(Records from a data source)
PR #1084, opened 2026-02-12
Add the new experimentalWindowDLL to SwiftBuild's copy

dschaefer2:
SwiftBuild has a copy of the ArtifactBundleMetadata structure from SwiftPM. Add the new ArtifactType experimentalWindowsDLL so it can continue to parse the artifact bundle metadata.

Also cleaned up a warning about exectuable artifacts which are used by SwiftPM plugins and should just be ignored.

### DIFF
--- a/Sources/SWBTaskConstruction/TaskProducers/BuildPhaseTaskProducers/SourcesTaskProducer.swift
+++ b/Sources/SWBTaskConstruction/TaskProducers/BuildPhaseTaskProducers/SourcesTaskProducer.swift
@@ -688,8 +688,11 @@ package final class SourcesTaskProducer: FilesBasedBuildPhaseTaskProducerBase, F
                 }
                 for (name, artifact) in metadata.artifacts {
                     switch artifact.type {
-                    case .crossCompilationDestination, .executable, .swiftSDK:
+                    case .crossCompilationDestination, .swiftSDK:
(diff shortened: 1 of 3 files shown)


dschaefer2:
@swift-ci please test

Sources/SWBTaskConstruction/TaskProducers/BuildPhaseTaskProducers/SourcesTaskProducer.swift
```diff
@@ -688,9 +688,12 @@ package final class SourcesTaskProducer: FilesBasedBuildPhaseTaskProducerBase, F
                 }
                 for (name, artifact) in metadata.artifacts {
                     switch artifact.type {
-                    case .crossCompilationDestination, .executable, .swiftSDK:
+                    case .crossCompilationDestination, .swiftSDK:
```
owenv, line 691: This might be a PIF generation issue that needs investigation in SwiftPM, generally speaking executables shouldn't be ending up in a target's linked libraries phase

dschaefer2: This is coming from the info.json, not the PIF. Artifact bundles are allowed to list executables along with static libraries. The paths to the executables are made available to the plugins to add commands that call them.

I saw this warning when playing with using executables for the DLLs. SwiftBuild should be ignoring those entries.

PR #1085, opened 2026-02-12
Use llvm-strip as strip tool on Windows

svmkr-dev:
swiftlang/swift-package-manager#9380 turns on deployment post processing for release builds which caused some tests on Windows CI to fail with "strip.exe not found" error.

strip is part of binutils and is not available by default on Windows, but llvm-strip is part of Swift Toolchain for Windows so we can use it instead.

Mutually exclusive with #1079

### DIFF
--- a/Sources/SWBWindowsPlatform/Specs/WindowsStripSymbols.xcspec
+++ b/Sources/SWBWindowsPlatform/Specs/WindowsStripSymbols.xcspec
@@ -1,0 +1,34 @@
+//===----------------------------------------------------------------------===//
+//
+// This source file is part of the Swift open source project
+//
+// Copyright (c) 2025 Apple Inc. and the Swift project authors
+// Licensed under Apache License v2.0 with Runtime Library Exception
+//
+// See http://swift.org/LICENSE.txt for license information
+// See http://swift.org/CONTRIBUTORS.txt for the list of Swift project authors
+//
+//===----------------------------------------------------------------------===//
+
+(
+    {
+        Domain = windows;
+        Identifier = com.apple.build-tools.strip;
+        Type = Tool;
+        BasedOn = "default:com.apple.build-tools.strip";
+        CommandLine = "llvm-strip [options] [input]";
+        Options = (
+            {
+                Name = "STRIP_SWIFT_SYMBOLS";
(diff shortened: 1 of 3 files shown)


jakepetroules:
@swift-ci test

Sources/SWBWindowsPlatform/Specs/WindowsStripSymbols.xcspec
```diff
@@ -0,0 +1,34 @@
+//===----------------------------------------------------------------------===//
```
owenv, line 1: Please add this to the CMakeLists.txt file for this target too. We'll also need a corresponding PR to the Windows installer like this one: https://github.com/swiftlang/swift-installer-scripts/pull/495

owenv: Other than that this change looks good to me, thanks!

owenv:
Testing the combined toolchain build in https://github.com/swiftlang/swift/pull/79684. Assuming that works, this is good to go

owenv:
@swift-ci test

Sources/SWBWindowsPlatform/Specs/WindowsStripSymbols.xcspec
```diff
@@ -0,0 +1,34 @@
...
+        Domain = windows;
+        Identifier = com.apple.build-tools.strip;
+        Type = Tool;
+        BasedOn = "default:com.apple.build-tools.strip";
+        CommandLine = "llvm-strip [options] [input]";
+        Options = (
+            {
+                Name = "STRIP_SWIFT_SYMBOLS";
+                Type = Boolean;
+                Condition = "$(DEBUG_INFORMATION_FORMAT) == dwarf-with-dsym && $(STRIP_STYLE) != all";
```
compnerd, line 24: Really, we should do this with any DWARF build on windows. The concern I have is that I've seen binary corruption with stripping.

owenv: For now this matches existing behavior that previously was inherited from the parent spec, so I'm ok taking this as-is and following up to figure out the right set of defaults.

PR #1091, opened 2026-02-16
Address SwiftDriver API deprecations

owenv:
Adopt Process EnvironmentBlock and pass compilerIntegratedTooling: false when initializing the driver


owenv:
@swift-ci test

PR #1093, opened 2026-02-16
Avoid reporting all per-file subtasks as failed when a batch compile fails

owenv:
Instead, report the files with errors as failed, and the rest as cancelled. This results in a better build log UX with fewer "x failed without emitting errors" messages.


owenv:
@swift-ci test

mhrawdon (approved):

PR #1094, opened 2026-02-17
Disable autolinking when emitting relocatable objects

owenv:
This fixes some issues when cross-compiling with Swift SDKs because the relocatable objects aren't ending up with unexpected flags to link the standard library when the linker isn't configured with the full set of search paths


owenv:
@swift-ci test

jakepetroules (approved):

- Exercise objective
A copy of each line above that holds the word "final" is the expected answer.

- Task output
@@ -688,8 +688,11 @@ package final class SourcesTaskProducer: FilesBasedBuildPhaseTaskProducerBase, F
@@ -688,9 +688,12 @@ package final class SourcesTaskProducer: FilesBasedBuildPhaseTaskProducerBase, F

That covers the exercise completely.